Pyotr Semyonovich Vannovsky was born in Kiev to Semyon Ivanovich Vannovsky, who was from the Gentry Vannovsky family of Belarusian origin from Minsk. His father Semyon was a well-educated man who taught French in the 1st Kiev Gymnasium. And Pyotr, followed to the Vannovsky Family tradition to choose his future career at a young age, he chose to serve in the military and was strongly supported by his father. So as a result, he moved to Moscow and attended the 1st Moscow Cadet Corps, one of the best cadet corps in Russia. Upon graduating, he joined the Life Guards Finnish Regiment, and participated in the Hungarian Revolution against the Hungarian Revolutionaries and the Crimean War as part of the three Finnish battalion Vannovsky's regiment belonged to.
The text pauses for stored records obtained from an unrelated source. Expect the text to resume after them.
PR #2297, opened 2026-09-10
fix(chain): persist corrected floating txouts

### LINKED ISSUE #2274: `TxGraph::insert_txout` overwrites existing floating txout but returns empty `ChangeSet`

Tiancheng-Xu:
### Description

Fixes #2274. Floating `TxOut` corrections now remain consistent across the in-memory graph, aggregated `ChangeSet`s, and SQLite persistence:

- make `ChangeSet::merge` explicitly keep the newer floating `TxOut` for a conflicting outpoint;
- keep the existing replacement behavior in `TxGraph::insert_txout` and clarify its documentation;
- add regressions for changeset aggregation and SQLite round-tripping.

This is a new proposal after #2276 was closed. The earlier PR's maintainer feedback about `ChangeSet::merge` and persistence is addressed here.

### Verification

- `cargo fmt --all -- --check` (stable toolchain; emits only the repository's existing nightly-option warnings)
- `cargo test -p bdk_chain --features rusqlite` — 14 unit tests, all integration suites, and 16 doc tests passed (1 ignored by repository configuration)
- `git diff --check`
- commit `66346d8c` is GPG-signed; the public key is being registered on the GitHub account

### Checklist

- [x] Added regression tests for the bug
- [x] Linked the issue being fixed
- [x] Followed the repository contribution workflow

### DIFF
--- a/crates/chain/src/rusqlite_impl.rs
+++ b/crates/chain/src/rusqlite_impl.rs
@@ -665,7 +665,7 @@ mod test {
     use super::*;
 
     use bdk_testenv::{anyhow, hash};
-    use bitcoin::{absolute, transaction, TxIn, TxOut};
+    use bitcoin::{absolute, transaction, Amount, OutPoint, ScriptBuf, TxIn, TxOut};
 
     #[test]
     fn can_persist_anchors_and_txs_independently() -> anyhow::Result<()> {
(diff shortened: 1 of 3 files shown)


evanlinjin:
Thanks for the work on this, and for getting a toolchain set up.

Please stop work here — I'm taking #2274 over. The semantics need settling before anything lands: what `insert_txout` should do on a conflicting `TxOut`, and how that interacts with `ChangeSet::merge` and persistence. That's a call for me and the other maintainers to make, not something to resolve through review rounds.

Closing the PR.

In mid 1854, he and the battalions met the Ottomans near the Ottoman villages of Tutrakan and Silistra, and the Siege of Silistra took place. He distinguished himself as a brave but sane soldier during the siege. Later for military distinction, he was awarded the Order of St. Vladimir of the 4th degree with swords and a bow, and was subsequently appointed the commander of his own regiment.
After hostility ended in 1857, he became the head of several military schools, and thanks to his efforts, many infantry officers had been trained to take up the post of small unit commander and managing weapons, and those who graduated in the first category was granted the next rank ahead of the schedule. He was later promoted to major-general in 1861.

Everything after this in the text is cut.